* Source information
++++

PR #10509, opened 2018-09-07
[WIP] Detect endianess in runtime (BitConverter.IsLittleEndian)

EgorBo:
This PR also expects https://github.com/mono/corefx/blob/master/src/Common/src/CoreLib/System/BitConverter.cs#L25 to be unassigned (to avoid a redundant static cctor).

### DIFF
--- a/mono/metadata/appdomain.c
+++ b/mono/metadata/appdomain.c
@@ -188,6 +188,7 @@ create_domain_objects (MonoDomain *domain)
 	MonoStringHandle arg;
 	MonoVTable *string_vt;
 	MonoClassField *string_empty_fld;
+	MonoClassField *bitconverter_isle_fld;
 
 	if (domain != old_domain) {
 		mono_thread_push_appdomain_ref (domain);
@@ -208,6 +209,14 @@ create_domain_objects (MonoDomain *domain)
 	mono_error_assert_ok (error);
 	mono_field_static_set_value (string_vt, string_empty_fld, empty_str);
 	domain->empty_string = empty_str;
+
+	bitconverter_isle_fld = mono_class_get_field_from_name_full (mono_defaults.bitconverter_class, "IsLittleEndian", NULL);
+	if (bitconverter_isle_fld) {
+		gint x = 1;
+		MonoBoolean is_le = *((char*) &x); // 00 00 00 01 for little-endian and 01 00 00 00 for big-endian
+		MonoVTable *bitconverter_vt = mono_class_vtable_checked (domain, mono_defaults.bitconverter_class, error);
+		mono_field_static_set_value (bitconverter_vt, bitconverter_isle_fld, &is_le);
+	}
 
 	/*
 	 * Create an instance early since we can't do it when there is no memory.
--- a/mono/metadata/class-internals.h
+++ b/mono/metadata/class-internals.h
@@ -941,6 +941,7 @@ typedef struct {
 	MonoClass *threadpool_wait_callback_class;
 	MonoMethod *threadpool_perform_wait_callback_method;
 	MonoClass *console_class;
+	MonoClass *bitconverter_class;
 } MonoDefaults;
 
 #ifdef DISABLE_REMOTING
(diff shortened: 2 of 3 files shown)


mono/metadata/appdomain.c
```diff
@@ -209,6 +210,14 @@ create_domain_objects (MonoDomain *domain)
 	mono_field_static_set_value (string_vt, string_empty_fld, empty_str);
 	domain->empty_string = empty_str;
 
+	bitconverter_isle_fld = mono_class_get_field_from_name_full (mono_defaults.bitconverter_class, "IsLittleEndian", NULL);
+	if (bitconverter_isle_fld) {
+		gint x = 1;
+		MonoBoolean is_le = *((char*) &x); // 00 00 00 01 for little-endian and 01 00 00 00 for big-endian
```
kumpera: Just use the TRUE/FALSE constants.

mono/metadata/class-internals.h
```diff
@@ -941,6 +941,7 @@ typedef struct {
 	MonoClass *threadpool_wait_callback_class;
 	MonoMethod *threadpool_perform_wait_callback_method;
 	MonoClass *console_class;
+	MonoClass *bitconverter_class;
```
kumpera: We shouldn't add classes here unless they are accessed from multiple places during execution.

mono/metadata/appdomain.c
jaykrell: x should be const/static. Or use G_ENDIAN.

mono/metadata/appdomain.c
```diff
@@ -210,12 +209,16 @@ create_domain_objects (MonoDomain *domain)
...
-		MonoBoolean is_le = *((char*) &x); // 00 00 00 01 for little-endian and 01 00 00 00 for big-endian
-		MonoVTable *bitconverter_vt = mono_class_vtable_checked (domain, mono_defaults.bitconverter_class, error);
-		mono_field_static_set_value (bitconverter_vt, bitconverter_isle_fld, &is_le);
+	/* Initialize BitConverter.IsLittleEndian */
+	MonoClass *bitconverter_class = mono_class_try_load_from_name (mono_defaults.corlib, "System", "BitConverter")
+	if (bitconverter_class) {
+		MonoClassField *bitconverter_isle_fld = mono_class_get_field_from_name_full (bitconverter_class, "IsLittleEndian", NULL);
+		if (bitconverter_isle_fld) {
+			gint x = 1;
+			MonoBoolean is_le = G_BYTE_ORDER == G_BIG_ENDIAN ? FALSE : TRUE;
```
jaykrell: `const static MonoBoolean is_le = (G_BYTE_ORDER != G_BIG_ENDIAN);`
And fix `mono_copy_value` and `mono_field_static_set_value` to take `const void*`  or  `gconstpointer`.

vargaz:
It would be better to do this in such a way that its only done when the bitconverter class is actually used.

vargaz:
What I mean is that this change means one more class is loaded at startup, which slows down startup, even if the app never uses the bitconverter class.

jaykrell:
Can you do more like what I said?
 - Leave the C# alone. Let the cctor exist  and run. On all platforms.
 - Intrinsify the field load, similar to how intrinsify some functions.

The we way intrinsify in general, I assume  does not cause classes to load. It should be pretty easy.

As well, didn't we find, that intrinsification isn't needed for the optimization anyway, that code JITed after the cctor, gets the constant? At least sometimes?

vargaz:
First the proper value needs to be computed somewhere, then the JIT/interpreter can optimize it away.

vargaz:
https://github.com/mono/corefx/pull/134

vargaz:
https://github.com/mono/mono/pull/10531

jaykrell:
There is some question as to if #10531 is needed, but yes that's what I meant.
i.e. some experiments show cctor written values get propagated w/o special casing, but not always.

++++

* About this task
Each line of the entries that contains the word "needed" should be listed.

* Your solution
As well, didn't we find, that intrinsification isn't needed for the optimization anyway, that code JITed after the cctor, gets the constant? At least sometimes?
There is some question as to if #10531 is needed, but yes that's what I meant.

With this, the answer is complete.